Mindfulness: a useful tool for many life situations
Integration in education has profitable effects far beyond scholar achievements
In my last blog I announced at the end that I want to focus on mindfulness and music in my next blog, not considering that the last blog is supposed to be a synthesis of the former blogs. Therefore, I don´t want to disappoint you and will first briefly look at music and mindfulness, before giving an overview about my blogs of the last months.
Like the “glass bead game” of Hesse´s last novel in which the combination of music and meditation is crucial to become an expert at this game, I propose that music can profit substantially from meditation in various ways.
Music mindfulness practice has been shown to be effective in the therapy of depressive disorder (Eckhardt, K. J., & Dinsmore, J. A., 2012). Mindfulness applied while listening to music has also been proven to enhance the management of emotions. Gladding (2010) suggests that music promotes self-healing, self-awareness and people who struggle to communicate their problems may find it easier to express themselves with music. Music is thus a way to put emotions into words (Bodner et al., 2007) and listening mindfully to music can restore creativity.

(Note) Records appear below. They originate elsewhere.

PR #1139, opened 2025-02-19
Update metadata specs

Ndpnt:


MattiSG (approved):

src/collection-api/routes/metadata.js
```diff
@@ -20,107 +20,146 @@ const PACKAGE_JSON_PATH = '../../../package.json';
...
+ *             This data is maintained and analysed by the [Platform Governance Archive](https://www.platformgovernancearchive.org/) at the Universität Bremen's [Center for Media Communication and Information Research (ZeMKI)](https://www.uni-bremen.de/zemki).
+ *
+ *             This initiative offers researchers, journalists and citizens the tools to analyze how platforms structure and regulate communication and interaction in our societies.
+ *
+ *             It also aims to promote greater transparency and accountability of these powerful digital services.
  *         totalTerms:
  *           type: integer
- *           description: Total number of terms tracked in the collection
+ *           description: Total number of terms tracked in the collection.
+ *           x-ota-generated: true
```
MattiSG, line 70: > So where is that tag used to filter out the view? 🤔

src/collection-api/routes/metadata.js
```diff
@@ -20,107 +20,146 @@ const PACKAGE_JSON_PATH = '../../../package.json';
...
+ *         - name
+ *         - tagline
+ *         - languages
+ *         - jurisdictions
  *       properties:
  *         id:
  *           type: string
- *           description: Unique identifier of the collection
+ *           description: Unique identifier derived from name (acronyms, dash-separated).
+ *           example: pga
```
MattiSG, line 33: Why do we take `pga` as an example, which is a third-party that we don't control, instead of `demo` that is here to that end?

Ndpnt: I've simply copied the examples from our current documentation, but you're right.

PR #1144, opened 2025-04-03
Move fullDomFetcher to Playwright

LVerneyEC:
Hi,

Here is a proposal for a rewriting of the full DOM fetcher, moving it to Playwright instead of Puppeteer.

This edited browser also has support for HTTP/HTTPS proxy (e.g. corporate proxy) and behavior can be adjusted by two environment variables:
* `PLAYWRIGHT_NO_SANDBOX` to disable all the sandboxing in Chrome (required for running in Docker, depending on the Docker setup).
* `PLAYWRIGHT_NO_HEADLESS` to run it in headful mode (sometimes useful for debugging purposes)

This is using [patchright](https://github.com/Kaliiiiiiiiii-Vinyzu/patchright) wrapper around Playwright, which adds several patches for obvious Playwright detection mechanisms. Similar to the previously used `puppeteer-extra-plugin-stealth`.

Best,


LVerneyEC:
I noticed the tests are failing due to linting and commit/changelog issues. I'll fix these, but happy to have a first high-level review first to ensure this is useful and worth merging and fix everything at once afterwards :)

MattiSG:
Thanks @LVerneyEC for this contribution! Fully agree with a first high-level overview before ironing out details  :)
The intervention seems minimal. Do you have examples of cases that were blocked with the previous implementation and are unblocked with that switch? 🙂

LVerneyEC:
> Do you have examples of cases that were blocked with the previous implementation and are unblocked with that switch? 🙂

Not so much. I have another PR to come for the htmlOnlyFetcher, for which this increases widely coverage.

Here, the main benefit is to move away from `puppeteer-extra-stealth` which is unmaintained for a couple years: https://github.com/berstend/puppeteer-extra/tree/master/packages/puppeteer-extra-plugin-stealth. 

Also, more high-level updates such as supporting corporate proxies and offering the ability to run headful for debugging purposes.

LVerneyEC:
Would you have more details the benchmark and the results? I am a bit surprised about the 403 and selector errors, since it does not really match my experience so far.

Ndpnt:
Hi @LVerneyEC,
Sorry for the late reply, I was on holiday and when I got back we had a seminar.

For the benchmark, I used the [PGA collection](https://github.com/OpenTermsArchive/pga-declarations) as it includes many VLOPs and for which we have many blocking issues.

I ran the engine five times consecutively using version 5.0.3 with Puppeteer, and another five times using the version from this PR with Playwright. All runs were executed on a server hosted on OVH Horizon.

You can find the output for each run [here](https://github.com/user-attachments/files/19955582/Benchmark.outputs.zip).

Since your experience seems different, could you share a bit more about your own results and setup? It would be great to compare and understand the differences.

Ndpnt:
Hi @LVerneyEC,

I've conducted additional testing across 5 collections, including yours, comparing Puppeteer, Playwright/Patchright, and [rebrowser](https://github.com/rebrowser/rebrowser-patches). 

Here are my results:
- While Playwright/Patchright successfully tracked some terms that Puppeteer failed on (like the Shein and Temu documents you mentioned), Puppeteer performed better overall across most terms.
- I identified that Puppeteer's failures were primarily due to configuration issues that caused navigation timeout. After fixing this, Puppeteer consistently outperformed both Playwright/Patchright and rebrowser.

In addition to the [fix of Puppeteer configuration](https://github.com/OpenTermsArchive/engine/blob/main/CHANGELOG.md#510---2025-05-12), I've implemented two improvements to enhance tracking reliability:
- [Automatic fallback to headless browser](https://github.com/OpenTermsArchive/engine/blob/main/CHANGELOG.md#530---2025-05-14) when bot detection is encountered (eliminating the need for `executeClientScripts` workaround to bypass bot protection)
- [Automatic retry mechanism](https://github.com/OpenTermsArchive/engine/blob/main/CHANGELOG.md#520---2025-05-13) for transient errors (network/server issues)

Can you test these improvements with your collection and give me a feedback?

LVerneyEC:
Hi,

Many thanks for the extra details. I did some extensive testing and comparison on my end, comparing with the latest baseline in `main` as of today.

First, **the current Puppeteer implementation cannot use an authenticating proxy**. I think it correctly grabs `http_proxy` environment variable, but it cannot handle the credentials (env variable of the form `http_proxy=http://username:password@host:port`). This would require some tuning (see https://github.com/Decodo/Puppeteer/blob/master/puppeteer.js#L8-L15), similar to the proxy parsing in this PR. If sticking to Puppeteer, this should be backported.


Then, I did a full comparison on our dataset of declarations (https://code.europa.eu/dsa/terms-and-conditions-database/vlops-and-vloses/vlop-vlose-declarations). Apart from a few transient and blinking terms (which are quite similar for both browsers), the striking difference is:
* `Amazon Store - Global Store terms and conditions` was only working with your Puppeteer implementation (HTTP code 403 otherwise, systematically working in one case / systematically failing in the other, over a few tries).
* `TikTok - Commercial Terms` was only working with our Playwright implementation (no match of the selector - getting a captcha page, systematically working in one case / systematically failing in the other, over a few tries).
* `Shein - Seller Agreement` is never working, no matter the browser.
* A few other platforms are blinking, but this is not statistically relevant and this is similar under both situations.


In light of this, **I would propose to strengthen and expand your latest retry strategy as such**:
* If scraping without client scripts and getting a failure, then retry with fullDomFetcher (this is your latest addition)
* If scraping with client scripts and getting a failure, then retry once (or a configurable number of times) with fullDomFetcher (just a basic retry for transient issues)

Beyond the fact that there might be transient issues, the reason for this is that depending on your infrastructure/proxy solution you might end up doing the second scraping try with a different IP and therefore augmenting your success rate.



Given the results on my testing set (no clear winner, 1 vs 1 failures), I'm wondering whether it would make sense to keep both browsers and either have it configurable in the `executeClientScripts` (e.g. `true` == Puppeteer, `false` == `htmlOnlyFetcher`, "playwright" == playwright codebase) or use it as an escalation when retrying a failed term?

Best

Ndpnt:
Hi @LVerneyEC,

Thanks for the testing and feedback.

Regarding the issue you mentioned with `TikTok - Commercial Terms` not working under Puppeteer: I dug into it and found that the problem can be fixed by changing the `waitUntil` option to consider page loaded to either `networkidle0` or `networkidle2`. However, reverting to that approach will led to navigation timeouts on other terms.
To avoid that, I [implemented a solution](https://github.com/OpenTermsArchive/engine/pull/1159) to explicitly waiting for expected elements to be present and non-empty on the page. 
With this update, the `TikTok - Commercial Terms` page now loads successfully with Puppeteer both on my local machine and on our OVH experimentation server.

While adding a fallback to Playwright when Puppeteer fails could be a practical solution, it would significantly increase code complexity and maintenance overhead. For this reason, I prefer to avoid it unless it's absolutely necessary and there's no reliable workaround within the existing Puppeteer setup.

Regarding support for authenticating proxies, would you be open to proposing an implementation in a separate pull request?

Ndpnt:
And I forgot, but indeed, it also seems like a good idea to expand the retry strategy to include failures that occurred with client script enabled since we’ve both seen transient blocking errors in that scenario.

Ndpnt:
Hi @LVerneyEC ,

Just following up as we haven’t received a reply, and the issues you were facing with Puppeteer have been addressed.
Thanks again for contributing to improve the tracking success rate. All improvements are available since engine [version 5.6.0](https://github.com/OpenTermsArchive/engine/blob/main/CHANGELOG.md#560---2025-06-19).
If you're interested in adding support for authenticated proxies, we'd be happy to review and merge a PR for that.

Closing this for now, but feel free to reopen if you run into other limitations that could be addressed with Playwright.

PR #1153, opened 2025-05-16
Support archiving plaintext files/markdown files

LVerneyEC:
Hi,

This adds the possibility to archive raw content serve over HTTP (plaintext or markdown). This would typically cover archiving of content served through https://raw.githubusercontent.com.

Best,

### DIFF
--- a/src/archivist/extract/index.js
+++ b/src/archivist/extract/index.js
@@ -35,6 +35,9 @@ export default async function extract(sourceDocument) {
     if (sourceDocument.mimeType == mime.getType('pdf')) {
       return await extractFromPDF(sourceDocument);
     }
+    if (sourceDocument.mimeType == mime.getType('txt') || sourceDocument.mimeType == mime.getType('md')) {
+      return await extractFromMd(sourceDocument);
+    }
 
     return await extractFromHTML(sourceDocument);
   } catch (error) {
@@ -121,6 +124,14 @@ export async function extractFromPDF({ location, content: pdfBuffer }) {
 
   if (!markdownContent) {
     throw new Error(`The PDF file at '${location}' contains no text, it might contain scanned images of text instead of actual text`);
+  }
+
+  return markdownContent;
+}
+
+export async function extractFromMd({ location, content: markdownContent }) {
+  if (!markdownContent) {
+    throw new Error(`The markdown file at '${location}' contains no text`);
   }
 
   return markdownContent;


MattiSG:
Hi @LVerneyEC!

Thank you for this suggestion 🙂 
Can you please provide a few examples of contractual documents that currently cannot be tracked and that would become trackable with this changeset?

Thank you!

MattiSG:
Thanks for clarifying the intention @LVerneyEC and for this suggestion!

Considering that adding a feature to the engine means guaranteeing its maintenance, we want to make sure that every additional feature aligns with Open Terms Archive’s [Design Principles](https://docs.opentermsarchive.org/concepts/design-principles/), that there are clear use cases associated with each of them, and that software quality is ensured 🙂 

In the current case, we do appreciate the upcoming relevance of prompts, and would add software licenses as potential cases as well. We will request the following elements before proceeding with merging:

- [ ] At least five examples of contractual documents that are provided to end users in the newly supported format. This could be obtained by a simple [online search](https://www.google.com/search?rls=en&q=terms+of+use+filetype%3Atxt&ie=UTF-8&oe=UTF-8) (ensuring that the TXT files are indeed the ones that are shown to the end users, in accordance with [principle 3](https://docs.opentermsarchive.org/concepts/design-principles/#3-obtain-documents-like-a-user-would)) for existing terms types.
  - If no such cases currently exist, seeing the provided example, [new terms types](https://github.com/OpenTermsArchive/terms-types/blob/main/CONTRIBUTING.md#add-new-terms-types) such as “Source Code License” or “System Prompt” could be added, that would then support listing examples.
- [ ] Automated tests are added for each new supported format, to ensure the stability of the feature over time. You can liaise with @Ndpnt for test design.

For the provided example (grok prompts stored on GitHub), while the topic is definitely exciting, the relevance of Open Terms Archive for tracking seems a bit remote, as one could simply clone the repository for history preservation, and directly [subscribe to RSS](https://docs.opentermsarchive.org/terms/how-to/be-notified/) to be notified of changes to that specific file 🙂

LVerneyEC:
Quick update on this one because we just got another use case with a TXT file served by X: https://code.europa.eu/dsa/terms-and-conditions-database/vlops-and-vloses/vlop-vlose-declarations/-/merge_requests/82.

The current workaround is to have a dummy selector (e.g. `select: body` even though there are no body). The downside is that this loses all the newlines characters.

Ndpnt:
Hi @LVerneyEC,

Thanks for keeping this moving and for the additional use case. Quick recap on where things stand:

1. The terms type needs to be discussed in `terms-types` first. "LLM Documentation Index" is not a recognized terms type in https://github.com/OpenTermsArchive/terms-types. That discussion should happen there before the engine grows support to track such content, including the [principle 3](https://docs.opentermsarchive.org/concepts/design-principles/#3-obtain-documents-like-a-user-would) question. `llms.txt` is a convention aimed at LLM crawlers rather than end users, so the same concern as the initial Grok example applies. Could you open an issue on `terms-types`?

2. The corpus of five examples is still needed, per @MattiSG's earlier comment.

3. On the implementation side, a few points would need to be addressed before merging:
- The MIME-type check is too strict. `sourceDocument.mimeType == mime.getType('txt')` is strict equality against `'text/plain'`, but both `raw.githubusercontent.com` and `docs.x.com` return `text/plain; charset=utf-8`. The check fails and content falls back to `extractFromHTML`, reproducing the bug the PR aims to fix. The PDF branch in the code handles this via `mime.getExtension(...)`.
- The declaration schema is not updated (it still requires `select` for non-PDF, hence the lingering `select: body` workaround).
- Automated tests are still missing.

Happy to take a closer look at the PR once (1) and (2) are addressed.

A great example demonstrating the effectiveness of combining mindfulness with music in the arts education are the Magee choirs in Canada which are very successful winning a lot of competitions. They use mindfulness activities like giving a positive affirmation of each other to get a positive mindset before starting off with their singing practice. The activities also help them to be aware of the physical alignment and breathing which is very important when singing (Bochun, P., 2011).
Not only music and mindfulness should be applied together in schools. When you have read my former blogs you already know that it can also be applied in art classes, P.E., and in all other subjects, like mathematics or literature.
But first let us remember what mindfulness is all about: it is to be aware of the feelings and the current state. We usually hold on to things, but letting go of the things that we don´t need any more makes living a lot easier. The next time when making a journey let us just be aware of the journey itself and savour the moment instead of thinking about our destination (TED Talk Ben Bryant).
Like I have pointed out mindfulness is very successfully applied in mental health systems. Mindfulness Meditation leads to changes in the brain and improves the immune system (Davidson et al., 2003). After an 8-week clinical training program participants showed significant increases in left-sided anterior activation which is associated with positive affect. At the end of the training period control and intervention group were injected an influenza virus. After four months significant increases in antibody titer to influenza vaccine were found in the meditation group. Left-side activation of the brain thus predicted a bigger magnitude of antibodies.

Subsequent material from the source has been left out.